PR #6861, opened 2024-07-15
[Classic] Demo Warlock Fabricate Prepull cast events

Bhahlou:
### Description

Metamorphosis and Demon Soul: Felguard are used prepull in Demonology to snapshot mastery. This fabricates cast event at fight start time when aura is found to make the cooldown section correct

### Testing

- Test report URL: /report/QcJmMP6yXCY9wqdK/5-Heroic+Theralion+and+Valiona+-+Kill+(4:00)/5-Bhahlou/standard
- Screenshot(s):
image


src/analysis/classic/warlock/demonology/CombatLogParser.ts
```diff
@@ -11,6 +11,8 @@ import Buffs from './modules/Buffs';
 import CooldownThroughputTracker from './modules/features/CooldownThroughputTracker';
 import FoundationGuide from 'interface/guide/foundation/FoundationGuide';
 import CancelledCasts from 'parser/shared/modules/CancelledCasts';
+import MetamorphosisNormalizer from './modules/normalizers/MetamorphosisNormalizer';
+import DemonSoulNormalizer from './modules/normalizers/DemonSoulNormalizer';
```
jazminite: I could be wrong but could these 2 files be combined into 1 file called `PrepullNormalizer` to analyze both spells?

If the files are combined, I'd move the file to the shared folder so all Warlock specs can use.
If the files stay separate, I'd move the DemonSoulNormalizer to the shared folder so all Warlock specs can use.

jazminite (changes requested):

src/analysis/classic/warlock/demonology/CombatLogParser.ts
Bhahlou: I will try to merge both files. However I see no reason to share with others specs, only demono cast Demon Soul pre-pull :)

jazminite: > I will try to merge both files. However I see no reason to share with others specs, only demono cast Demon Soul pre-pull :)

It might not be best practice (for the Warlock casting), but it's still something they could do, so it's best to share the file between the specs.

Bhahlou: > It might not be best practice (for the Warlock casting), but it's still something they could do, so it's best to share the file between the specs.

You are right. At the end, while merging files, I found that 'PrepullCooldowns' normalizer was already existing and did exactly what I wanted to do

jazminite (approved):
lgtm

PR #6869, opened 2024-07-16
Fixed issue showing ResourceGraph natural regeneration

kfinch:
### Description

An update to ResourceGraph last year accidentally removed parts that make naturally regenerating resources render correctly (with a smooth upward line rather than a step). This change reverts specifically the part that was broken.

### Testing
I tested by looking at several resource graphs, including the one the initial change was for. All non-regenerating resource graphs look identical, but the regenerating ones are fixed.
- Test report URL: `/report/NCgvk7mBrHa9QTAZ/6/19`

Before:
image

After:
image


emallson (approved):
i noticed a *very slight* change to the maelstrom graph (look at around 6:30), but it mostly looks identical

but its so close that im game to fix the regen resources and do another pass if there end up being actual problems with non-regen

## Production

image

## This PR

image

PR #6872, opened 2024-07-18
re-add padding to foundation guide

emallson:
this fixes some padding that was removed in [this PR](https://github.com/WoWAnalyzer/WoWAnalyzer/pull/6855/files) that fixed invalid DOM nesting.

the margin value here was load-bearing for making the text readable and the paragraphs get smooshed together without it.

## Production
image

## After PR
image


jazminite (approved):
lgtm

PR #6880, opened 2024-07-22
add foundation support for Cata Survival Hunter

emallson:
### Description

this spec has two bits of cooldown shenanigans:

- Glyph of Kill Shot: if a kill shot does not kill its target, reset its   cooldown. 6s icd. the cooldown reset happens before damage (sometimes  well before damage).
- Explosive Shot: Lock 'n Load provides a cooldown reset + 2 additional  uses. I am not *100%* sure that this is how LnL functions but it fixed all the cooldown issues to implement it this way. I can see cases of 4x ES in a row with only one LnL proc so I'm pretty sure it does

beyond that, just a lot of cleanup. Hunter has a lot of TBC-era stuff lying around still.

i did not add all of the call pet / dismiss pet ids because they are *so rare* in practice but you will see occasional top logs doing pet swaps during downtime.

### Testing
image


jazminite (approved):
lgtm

---

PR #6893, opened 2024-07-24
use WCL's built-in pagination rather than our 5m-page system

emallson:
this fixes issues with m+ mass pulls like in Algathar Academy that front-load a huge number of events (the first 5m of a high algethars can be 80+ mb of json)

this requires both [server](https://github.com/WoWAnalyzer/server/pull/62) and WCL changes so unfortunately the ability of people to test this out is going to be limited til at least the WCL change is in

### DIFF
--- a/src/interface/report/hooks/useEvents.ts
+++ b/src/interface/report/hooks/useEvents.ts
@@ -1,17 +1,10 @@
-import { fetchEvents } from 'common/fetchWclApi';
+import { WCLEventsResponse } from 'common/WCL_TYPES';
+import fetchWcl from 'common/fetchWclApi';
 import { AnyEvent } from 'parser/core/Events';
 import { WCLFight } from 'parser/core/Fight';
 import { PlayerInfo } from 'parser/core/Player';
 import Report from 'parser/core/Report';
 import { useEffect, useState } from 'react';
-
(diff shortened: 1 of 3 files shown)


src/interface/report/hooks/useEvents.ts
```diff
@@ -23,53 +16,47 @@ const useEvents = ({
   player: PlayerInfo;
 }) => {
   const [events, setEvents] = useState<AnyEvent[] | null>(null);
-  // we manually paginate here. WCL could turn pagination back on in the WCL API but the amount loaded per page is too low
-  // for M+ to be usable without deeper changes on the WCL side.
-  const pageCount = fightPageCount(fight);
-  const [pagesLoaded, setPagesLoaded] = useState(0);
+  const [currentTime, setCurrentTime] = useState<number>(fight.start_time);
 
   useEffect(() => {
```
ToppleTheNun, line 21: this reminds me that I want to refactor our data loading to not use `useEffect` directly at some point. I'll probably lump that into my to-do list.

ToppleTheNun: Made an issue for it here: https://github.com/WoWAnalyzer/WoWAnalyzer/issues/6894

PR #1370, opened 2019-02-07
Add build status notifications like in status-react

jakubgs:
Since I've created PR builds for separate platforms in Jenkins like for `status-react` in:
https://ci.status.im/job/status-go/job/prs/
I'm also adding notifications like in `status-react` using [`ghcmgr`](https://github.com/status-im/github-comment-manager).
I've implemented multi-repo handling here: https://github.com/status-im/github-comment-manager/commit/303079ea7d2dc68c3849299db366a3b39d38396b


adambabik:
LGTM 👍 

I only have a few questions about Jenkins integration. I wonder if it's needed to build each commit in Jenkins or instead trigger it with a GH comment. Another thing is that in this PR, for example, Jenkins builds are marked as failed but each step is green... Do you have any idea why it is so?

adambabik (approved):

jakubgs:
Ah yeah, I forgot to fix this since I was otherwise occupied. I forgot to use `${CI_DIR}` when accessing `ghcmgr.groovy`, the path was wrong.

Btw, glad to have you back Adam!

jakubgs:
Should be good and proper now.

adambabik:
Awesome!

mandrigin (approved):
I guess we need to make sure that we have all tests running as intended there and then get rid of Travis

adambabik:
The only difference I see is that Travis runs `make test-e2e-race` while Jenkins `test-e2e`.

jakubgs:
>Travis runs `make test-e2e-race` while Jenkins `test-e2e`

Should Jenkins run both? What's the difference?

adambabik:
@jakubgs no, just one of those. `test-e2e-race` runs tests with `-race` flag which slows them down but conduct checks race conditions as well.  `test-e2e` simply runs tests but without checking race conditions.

* [What you are asked to do]
Go through the records above and copy every line with the word "guide".

* [Completed task]
 import FoundationGuide from 'interface/guide/foundation/FoundationGuide';
re-add padding to foundation guide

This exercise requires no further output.